- **Action item**
The word "tried" marks the lines to find; copy every such line from the data below.
** Opening Given data block **
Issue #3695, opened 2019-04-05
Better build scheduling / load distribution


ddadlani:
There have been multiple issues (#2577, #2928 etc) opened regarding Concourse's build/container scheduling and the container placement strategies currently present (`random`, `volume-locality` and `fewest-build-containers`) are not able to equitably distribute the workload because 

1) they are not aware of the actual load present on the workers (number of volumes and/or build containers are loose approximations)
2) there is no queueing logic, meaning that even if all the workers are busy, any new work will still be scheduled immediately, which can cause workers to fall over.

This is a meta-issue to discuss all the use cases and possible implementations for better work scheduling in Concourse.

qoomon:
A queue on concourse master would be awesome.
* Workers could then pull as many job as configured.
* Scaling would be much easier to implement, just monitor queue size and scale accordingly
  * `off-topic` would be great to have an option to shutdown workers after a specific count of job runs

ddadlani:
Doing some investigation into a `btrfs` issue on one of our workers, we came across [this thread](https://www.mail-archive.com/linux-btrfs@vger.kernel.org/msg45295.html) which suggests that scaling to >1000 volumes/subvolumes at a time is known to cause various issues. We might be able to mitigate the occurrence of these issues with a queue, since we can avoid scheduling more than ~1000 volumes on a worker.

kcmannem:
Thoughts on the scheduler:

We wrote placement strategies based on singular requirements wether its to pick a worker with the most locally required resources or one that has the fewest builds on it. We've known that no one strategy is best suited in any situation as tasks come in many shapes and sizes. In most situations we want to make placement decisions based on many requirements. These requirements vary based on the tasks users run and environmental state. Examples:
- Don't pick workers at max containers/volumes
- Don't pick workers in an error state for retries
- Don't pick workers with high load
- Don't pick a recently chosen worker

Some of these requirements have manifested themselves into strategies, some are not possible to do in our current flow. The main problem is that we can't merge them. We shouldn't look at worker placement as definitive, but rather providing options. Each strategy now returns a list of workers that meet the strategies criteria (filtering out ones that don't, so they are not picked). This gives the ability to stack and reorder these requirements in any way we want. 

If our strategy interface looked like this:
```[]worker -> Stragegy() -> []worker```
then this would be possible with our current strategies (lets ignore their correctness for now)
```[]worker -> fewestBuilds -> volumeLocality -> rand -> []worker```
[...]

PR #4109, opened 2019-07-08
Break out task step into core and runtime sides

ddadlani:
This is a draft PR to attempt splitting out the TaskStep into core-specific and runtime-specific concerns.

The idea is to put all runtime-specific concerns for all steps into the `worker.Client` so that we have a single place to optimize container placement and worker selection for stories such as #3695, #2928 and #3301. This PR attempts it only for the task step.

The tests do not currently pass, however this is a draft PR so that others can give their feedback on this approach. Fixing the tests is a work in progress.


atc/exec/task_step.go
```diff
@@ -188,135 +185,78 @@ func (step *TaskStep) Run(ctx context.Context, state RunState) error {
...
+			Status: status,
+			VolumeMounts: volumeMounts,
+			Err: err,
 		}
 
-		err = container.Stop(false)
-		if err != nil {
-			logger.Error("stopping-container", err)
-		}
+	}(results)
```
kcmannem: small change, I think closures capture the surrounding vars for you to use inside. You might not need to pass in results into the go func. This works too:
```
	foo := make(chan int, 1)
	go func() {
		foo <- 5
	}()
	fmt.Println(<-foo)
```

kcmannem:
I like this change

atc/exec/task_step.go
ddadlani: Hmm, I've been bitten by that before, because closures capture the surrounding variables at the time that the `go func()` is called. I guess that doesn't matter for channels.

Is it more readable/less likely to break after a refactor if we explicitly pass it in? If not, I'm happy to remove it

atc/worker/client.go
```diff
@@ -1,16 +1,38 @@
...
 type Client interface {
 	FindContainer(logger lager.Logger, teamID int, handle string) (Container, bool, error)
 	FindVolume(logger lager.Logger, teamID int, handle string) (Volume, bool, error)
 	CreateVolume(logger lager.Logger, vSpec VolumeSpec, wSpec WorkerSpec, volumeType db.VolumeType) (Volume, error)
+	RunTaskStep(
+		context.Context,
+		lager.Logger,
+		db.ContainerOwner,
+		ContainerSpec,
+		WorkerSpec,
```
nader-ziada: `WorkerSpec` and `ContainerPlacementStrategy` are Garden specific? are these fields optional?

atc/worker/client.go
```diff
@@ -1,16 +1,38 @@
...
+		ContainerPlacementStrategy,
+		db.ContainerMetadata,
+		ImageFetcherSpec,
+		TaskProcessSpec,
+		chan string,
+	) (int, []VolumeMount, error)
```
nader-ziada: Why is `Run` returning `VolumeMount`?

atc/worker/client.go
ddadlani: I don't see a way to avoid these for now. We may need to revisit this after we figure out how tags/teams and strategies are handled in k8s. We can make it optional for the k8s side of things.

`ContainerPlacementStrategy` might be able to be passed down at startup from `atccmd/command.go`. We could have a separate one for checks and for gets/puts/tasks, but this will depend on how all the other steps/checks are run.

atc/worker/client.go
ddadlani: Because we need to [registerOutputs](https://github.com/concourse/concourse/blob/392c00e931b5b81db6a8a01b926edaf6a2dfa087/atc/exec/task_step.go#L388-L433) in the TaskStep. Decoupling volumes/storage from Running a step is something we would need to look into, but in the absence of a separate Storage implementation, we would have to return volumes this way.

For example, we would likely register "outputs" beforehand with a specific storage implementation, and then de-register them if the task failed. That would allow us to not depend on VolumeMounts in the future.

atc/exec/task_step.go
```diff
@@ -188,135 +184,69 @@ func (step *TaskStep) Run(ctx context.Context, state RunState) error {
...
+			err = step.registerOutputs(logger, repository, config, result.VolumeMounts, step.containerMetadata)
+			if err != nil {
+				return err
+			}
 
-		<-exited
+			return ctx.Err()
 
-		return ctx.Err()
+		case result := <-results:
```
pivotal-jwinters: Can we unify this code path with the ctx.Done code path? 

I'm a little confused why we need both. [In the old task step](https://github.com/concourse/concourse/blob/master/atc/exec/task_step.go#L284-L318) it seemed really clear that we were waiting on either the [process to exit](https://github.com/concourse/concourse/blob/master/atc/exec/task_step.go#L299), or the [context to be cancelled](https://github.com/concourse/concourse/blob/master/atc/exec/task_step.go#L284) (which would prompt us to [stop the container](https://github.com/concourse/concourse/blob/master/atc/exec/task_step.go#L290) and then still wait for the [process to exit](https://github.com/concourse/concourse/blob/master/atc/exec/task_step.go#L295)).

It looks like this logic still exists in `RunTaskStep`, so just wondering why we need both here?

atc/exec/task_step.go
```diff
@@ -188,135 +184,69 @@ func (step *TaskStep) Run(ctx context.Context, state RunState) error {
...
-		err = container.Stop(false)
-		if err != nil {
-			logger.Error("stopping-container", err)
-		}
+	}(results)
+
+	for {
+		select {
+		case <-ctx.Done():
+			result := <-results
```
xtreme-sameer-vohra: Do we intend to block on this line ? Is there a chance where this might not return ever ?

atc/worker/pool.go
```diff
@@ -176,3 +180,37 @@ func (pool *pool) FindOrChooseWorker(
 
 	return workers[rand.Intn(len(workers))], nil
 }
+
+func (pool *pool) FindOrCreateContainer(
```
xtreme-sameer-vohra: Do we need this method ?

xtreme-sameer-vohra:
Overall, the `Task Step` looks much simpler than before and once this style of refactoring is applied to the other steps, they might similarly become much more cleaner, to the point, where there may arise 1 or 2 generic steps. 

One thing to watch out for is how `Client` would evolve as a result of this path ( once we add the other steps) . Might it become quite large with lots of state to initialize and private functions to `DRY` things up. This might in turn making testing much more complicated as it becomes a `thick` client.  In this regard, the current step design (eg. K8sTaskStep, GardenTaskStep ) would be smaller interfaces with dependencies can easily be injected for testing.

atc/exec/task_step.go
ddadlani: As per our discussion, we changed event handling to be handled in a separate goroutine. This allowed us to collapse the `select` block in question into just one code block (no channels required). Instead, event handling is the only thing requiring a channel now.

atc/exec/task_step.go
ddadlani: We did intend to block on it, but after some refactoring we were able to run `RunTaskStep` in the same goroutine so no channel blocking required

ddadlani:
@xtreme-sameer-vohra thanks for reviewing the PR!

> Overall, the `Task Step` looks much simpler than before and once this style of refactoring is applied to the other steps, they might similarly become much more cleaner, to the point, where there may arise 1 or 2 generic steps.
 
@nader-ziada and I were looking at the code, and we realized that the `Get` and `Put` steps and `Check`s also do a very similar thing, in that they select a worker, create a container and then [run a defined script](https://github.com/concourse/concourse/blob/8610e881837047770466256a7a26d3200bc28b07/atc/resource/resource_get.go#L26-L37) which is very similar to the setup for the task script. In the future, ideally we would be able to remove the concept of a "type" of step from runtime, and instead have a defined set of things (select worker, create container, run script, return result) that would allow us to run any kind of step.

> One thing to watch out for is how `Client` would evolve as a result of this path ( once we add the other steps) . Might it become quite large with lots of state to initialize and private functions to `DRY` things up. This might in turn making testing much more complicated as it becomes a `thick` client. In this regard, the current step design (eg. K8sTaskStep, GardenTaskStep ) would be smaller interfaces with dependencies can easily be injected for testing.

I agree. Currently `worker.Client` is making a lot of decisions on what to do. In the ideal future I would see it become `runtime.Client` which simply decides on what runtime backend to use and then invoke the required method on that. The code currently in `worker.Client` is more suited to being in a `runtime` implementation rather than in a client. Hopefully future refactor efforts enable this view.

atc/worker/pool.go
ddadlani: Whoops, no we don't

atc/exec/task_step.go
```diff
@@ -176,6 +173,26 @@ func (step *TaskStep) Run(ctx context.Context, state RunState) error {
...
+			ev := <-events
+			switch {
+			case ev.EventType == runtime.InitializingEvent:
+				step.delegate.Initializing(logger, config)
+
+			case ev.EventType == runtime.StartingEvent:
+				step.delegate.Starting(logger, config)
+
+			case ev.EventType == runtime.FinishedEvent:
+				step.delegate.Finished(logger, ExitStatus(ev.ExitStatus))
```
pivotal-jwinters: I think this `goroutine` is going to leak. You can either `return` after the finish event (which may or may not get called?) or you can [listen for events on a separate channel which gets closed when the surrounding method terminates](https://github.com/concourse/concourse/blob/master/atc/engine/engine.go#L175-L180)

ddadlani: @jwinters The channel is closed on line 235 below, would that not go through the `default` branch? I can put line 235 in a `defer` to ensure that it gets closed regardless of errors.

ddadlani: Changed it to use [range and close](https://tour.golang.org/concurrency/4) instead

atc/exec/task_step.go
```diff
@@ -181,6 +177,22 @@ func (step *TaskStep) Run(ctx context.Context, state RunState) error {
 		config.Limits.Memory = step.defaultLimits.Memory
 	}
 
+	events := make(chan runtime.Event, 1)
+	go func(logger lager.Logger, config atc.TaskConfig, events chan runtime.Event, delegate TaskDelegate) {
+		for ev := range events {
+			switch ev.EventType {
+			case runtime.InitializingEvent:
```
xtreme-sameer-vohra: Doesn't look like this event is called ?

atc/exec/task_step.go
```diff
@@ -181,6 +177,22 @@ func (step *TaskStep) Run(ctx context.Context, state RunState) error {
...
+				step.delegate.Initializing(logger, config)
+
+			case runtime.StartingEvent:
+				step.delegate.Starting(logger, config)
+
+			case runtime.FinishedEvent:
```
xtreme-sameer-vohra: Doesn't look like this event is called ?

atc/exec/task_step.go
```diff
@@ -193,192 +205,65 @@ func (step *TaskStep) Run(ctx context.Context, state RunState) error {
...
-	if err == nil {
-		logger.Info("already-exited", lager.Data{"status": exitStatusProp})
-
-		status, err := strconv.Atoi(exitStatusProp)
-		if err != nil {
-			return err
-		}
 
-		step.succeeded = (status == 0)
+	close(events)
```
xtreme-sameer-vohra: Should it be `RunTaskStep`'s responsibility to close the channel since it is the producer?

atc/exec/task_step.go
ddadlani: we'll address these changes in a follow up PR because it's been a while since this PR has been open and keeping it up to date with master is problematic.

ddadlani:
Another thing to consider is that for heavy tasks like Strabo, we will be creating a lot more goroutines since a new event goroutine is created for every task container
** Closing Given data block **
** Opening Given data block **
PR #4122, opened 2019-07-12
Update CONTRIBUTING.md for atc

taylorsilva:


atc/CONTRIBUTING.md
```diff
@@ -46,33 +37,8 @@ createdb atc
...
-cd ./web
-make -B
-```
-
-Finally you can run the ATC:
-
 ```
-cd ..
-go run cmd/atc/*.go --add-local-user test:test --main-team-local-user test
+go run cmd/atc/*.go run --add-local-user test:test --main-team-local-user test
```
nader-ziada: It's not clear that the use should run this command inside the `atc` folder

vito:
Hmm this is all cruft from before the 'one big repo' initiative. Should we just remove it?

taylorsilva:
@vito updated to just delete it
** Closing Given data block **
** Opening Given data block **
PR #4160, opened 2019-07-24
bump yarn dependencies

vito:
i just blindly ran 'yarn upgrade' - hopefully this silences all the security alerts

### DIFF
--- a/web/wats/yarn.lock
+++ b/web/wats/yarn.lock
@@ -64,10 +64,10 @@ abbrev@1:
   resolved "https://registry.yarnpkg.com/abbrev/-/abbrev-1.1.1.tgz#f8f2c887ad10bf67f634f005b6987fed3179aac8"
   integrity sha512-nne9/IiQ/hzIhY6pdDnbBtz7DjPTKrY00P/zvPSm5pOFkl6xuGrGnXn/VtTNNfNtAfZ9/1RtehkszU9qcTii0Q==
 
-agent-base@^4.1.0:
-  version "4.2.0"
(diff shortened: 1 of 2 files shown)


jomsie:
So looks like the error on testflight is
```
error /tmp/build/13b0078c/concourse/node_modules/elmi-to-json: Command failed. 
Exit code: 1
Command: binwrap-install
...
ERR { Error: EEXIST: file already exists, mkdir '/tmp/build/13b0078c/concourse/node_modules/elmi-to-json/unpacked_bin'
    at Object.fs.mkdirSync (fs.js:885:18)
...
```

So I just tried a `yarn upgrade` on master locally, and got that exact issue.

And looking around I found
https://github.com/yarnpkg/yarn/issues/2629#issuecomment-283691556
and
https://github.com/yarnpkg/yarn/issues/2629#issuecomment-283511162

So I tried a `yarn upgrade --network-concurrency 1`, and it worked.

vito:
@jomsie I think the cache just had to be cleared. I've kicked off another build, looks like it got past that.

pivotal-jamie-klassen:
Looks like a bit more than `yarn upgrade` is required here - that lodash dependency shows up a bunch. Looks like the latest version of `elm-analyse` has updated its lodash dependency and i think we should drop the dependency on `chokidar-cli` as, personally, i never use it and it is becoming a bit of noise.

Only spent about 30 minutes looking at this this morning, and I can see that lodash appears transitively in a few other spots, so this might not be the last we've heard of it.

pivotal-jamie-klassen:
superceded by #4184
** Closing Given data block **
- **Problem solution**
So I just tried a `yarn upgrade` on master locally, and got that exact issue.
So I tried a `yarn upgrade --network-concurrency 1`, and it worked.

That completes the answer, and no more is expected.